In 1942, Eichmann was personally invited by Reinhard Heydrich to attend the Wannsee Conference where Germany's anti-Jewish measures were set down into an official policy of genocide. To this "Final Solution of the Jewish Question" Eichmann was tasked as "Transportation Administrator" which put Eichmann in charge of all the trains which would carry Jews to the Death Camps of Poland. For the next two years, Eichmann performed his duties with incredible zeal, often times bragging that he had personally sent over five million Jews to their deaths by way of his trains.

Eichmann's work had been noticed and, in 1944, he was sent to Hungary after Germany had occupied that country in fear of a Soviet invasion. Eichmann at once went to work deporting Jews and was able to send four hundred thousand Hungarians to their deaths in the Nazi gas chambers.
(from Wikepedia)

Sound like any bond traders you know? Sound like some middle manager in his shirt-sleeves writing up TPS reports, or whatever middle-managers do? Of course not. I doubt Churchill even gave the assertion much thought. Why bother, when all you need do on a crapfest like Bill Maher's show is blindly assert: "[insert infamous historical monster here] wasn't a big deal, he was just like [insert college-educated job holder's title here].

But how depressing that a university professor (with tenure, no less) can go on television and state as fact something that took me 10 seconds to look up online and disprove. How Ward Churchill came to teach anything to anybody is a mystery. Pathetic.

Next week's post: Michael vents about the assholes in the Bill Maher audience who actually cheered.

UPDATE: Jeff Jarvis has a roundup of (mostly right-of-center) reaction to the Churchill appearance on Politically Incorrect. It serves to reinforce just how awful this show was on every conceivable level. There's also a Ward Churchill blog, if anyone's interested.


At 3/06/2005 12:30 PM, Blogger PKD said...


Yesterday. I woke up at noon and drove to campus to go to the gym, but there was a campus-wide event sucking up all of the parking in a one-mile radius.

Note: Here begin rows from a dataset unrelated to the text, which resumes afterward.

PR #1434, opened 2026-02-25
build: adapt to poppler 26.02

letsfindaway:
- poppler 26.02 removes an obsolete parameter from the constructor of SplashOutputDev
- conditionally remove this parameter depending on poppler version

### DIFF
--- a/src/pdf/XPDFRenderer.cpp
+++ b/src/pdf/XPDFRenderer.cpp
@@ -235,7 +235,11 @@ QImage* XPDFRenderer::createPDFImageUncached(int pageNumber, qreal xscale, qreal
         if(mSplashUncached)
             delete mSplashUncached;
 
+#if POPPLER_VERSION_MAJOR > 26 || (POPPLER_VERSION_MAJOR == 26 && POPPLER_VERSION_MINOR >= 2)
+        mSplashUncached = new SplashOutputDev(splashModeRGB8, 1, constants::paperColor);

I slammed on my brakes, jerked the wheel left, and pulled on the e-brake. My front tires bit into the asphalt and were eagerly overtaken by my rears. Flooring it, I reversed my velocity and was off like a dress on prom night. I had to get drunk.

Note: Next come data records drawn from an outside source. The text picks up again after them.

PR #1472, opened 2026-04-14
Podcast Preferences Dialog

Vekhir:
Currently, the podcast preferences are set with a tiny menu on the podcast palette. This PR replaces that menu with a dedicated dialog window which also shows which settings are applied when choosing a specific recording profile and allows to change the bit rate and frame rate from within OpenBoard.
All previous options and settings are retained. The dialog itself is based on the color preferences dialog.
I think the dialog is self-explanatory. The design can probably be improved (though after some time, it doesn't look as horrible anymore), but the key functionalities are all in place and ready-to-go.

I should note that I only tested on Arch Linux with the CMake community build and Qt 6. I don't expect any breakage, but if you do experience issues, please let me know.
Also, I didn't touch the translations. Any help with that is appreciated.

This PR is preparation for #1232.
Partially solves #991 #106

### DIFF
--- a/resources/darkTheme.qss
+++ b/resources/darkTheme.qss
@@ -1020,6 +1020,106 @@ QDialog#colorPreferencesDialog QDialogButtonBox#colorPreferencesButtonBox QPushB
     font-weight: 600;
 }
 
+QDialog#podcastPreferencesDialog {
+    background-color: #353535;
+}
+
+QDialog#podcastPreferencesDialog QWidget#podcastPreferencesHeader {
+    background-color: #2b2b2b;
+    border: 1px solid #555555;
+    border-radius: 8px;
+}
+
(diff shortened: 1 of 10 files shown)


Vekhir:
Hi @kaamui!
The preferences dialog looks like this (all default settings):
openboard-podcast-preferences-dialog
The recording tab sets the audio recording device with all current modes supported; the frame rate and base bit rate can be set globally.
Via a three tab menu, the desired profile can be selected and shows the applicable settings that will take effect (or are in effect).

Mind you, I had not yet eaten. I prefer to exercise on an empty stomach - makes me feel less fat. So, drinking at this point was going to hit me harder. I was greatly looking forward to this.

My roommates were sitting on the couch. I cussed sorely at them about not having parking, then downed two shots of Jim Beam. My one roommate joins me (the other gave up l'alcohol for Lent). I have a bowl of miso soup and cleanse my throat with a Sam Adams.

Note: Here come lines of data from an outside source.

PR #1474, opened 2026-04-15
Fix Poppler 26.04 build failure

Vekhir:
The code breaks with poppler 26.04. There are no known uses of this function in the code base, and limited testing showed no regressions.


letsfindaway:
This patch can also be applied to `master` to build 1.7.7 on systems with poppler 26.04.

PR #348, opened 2021-09-24
Cleanup Code

6543:
* Fix "Empty slice declaration using a literal"
* Fix "collides with imported package name"
* Remove unused code in pipeline
* Remove unused oauth2.providerAuthHeaderWorks()
* Add TODOs
* Format Code
* Cleanup doublestar import
* Migrate deprecated functions


server/store/datastore/init.go
```diff
@@ -12,6 +12,7 @@
 // See the License for the specific language governing permissions and
 // limitations under the License.
 
+//go:build !cgo
```
6543, line 15: INFO: this is used by newer go versions - we keep the old one too to be backwards compatible

server/shared/configFetcher.go
```diff
@@ -26,6 +26,7 @@ func NewConfigFetcher(remote remote.Remote, user *model.User, repo *model.Repo,
 
 func (cf *configFetcher) Fetch() (files []*remote.FileMeta, err error) {
 	var file []byte
+	cf.repo.Config = strings.TrimSpace(cf.repo.Config)
```
anbraten, line 29: This should be done at in post func saving the string to the database.

anbraten (commented):
Could we introduce some kind of linter like golangci to automatically check most of your changes.

pipeline/frontend/yaml/constraint.go
```diff
@@ -5,7 +5,7 @@ import (
 	"path/filepath"
 	"strings"
 
-	doublestar "github.com/bmatcuk/doublestar/v4"
+	"github.com/bmatcuk/doublestar/v4"
```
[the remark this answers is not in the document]
6543: yes go do understand versions

server/shared/configFetcher.go
6543: oh sorry did add int unintentional should be in a extra pull :) - will rm it

anbraten (approved):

It occurs to me that I'm going to become dehydrated, so I pour a tall glass of Texas Sweet Tea and use it to chase a couple more shots of Beam. I remark to my roommate who is drinking with me that this is a "really good buzz" and that "I can feel the buzz in my legs!"

Some hours passed. I roasted chicken breasts and red potatoes in olive oil, rosemary, oregano, basil, salt, pepper, and red pepper flakes. A broad comes over with a bottle of Lemon Lime, that we may mix our Canadian Mist with something that isn't beer. We rent Infernal Affairs II.

The movie was great.

The broad was cold.

The whiskey was also great.

At 3 am I fell asleep.

At 3/06/2005 12:35 PM, Blogger John said...

Yeah I caught that show. The thing that amused me was how inarticulate Churchill was. Maher kept trying to get him to justify himself, but Churchill just couldn't pull it off.

The guy whose brother died in the WTC seemed pretty forgiving of Churchill, which bugged me.

At 3/23/2005 7:32 AM, Blogger Lee said...

Michael, do you know this Keith kid? Or is it some random dude posting a pre-written comment in order for you to click his name and get hits on his blog? I'm thinking the latter.

While I'm on it, what the fuck is up with all these blogs dedicated to the drinking and partying of their authors. Does the person really think that they are unique in the world with their 'wild behavior' and 'excessive drinking?' Maybe that shit is 'crazy' where they live, but to me it seems like normal college behavior. I have yet to read anything shocking. (Of course that could be a symptom of the decline of our educational institutions, but I digress.)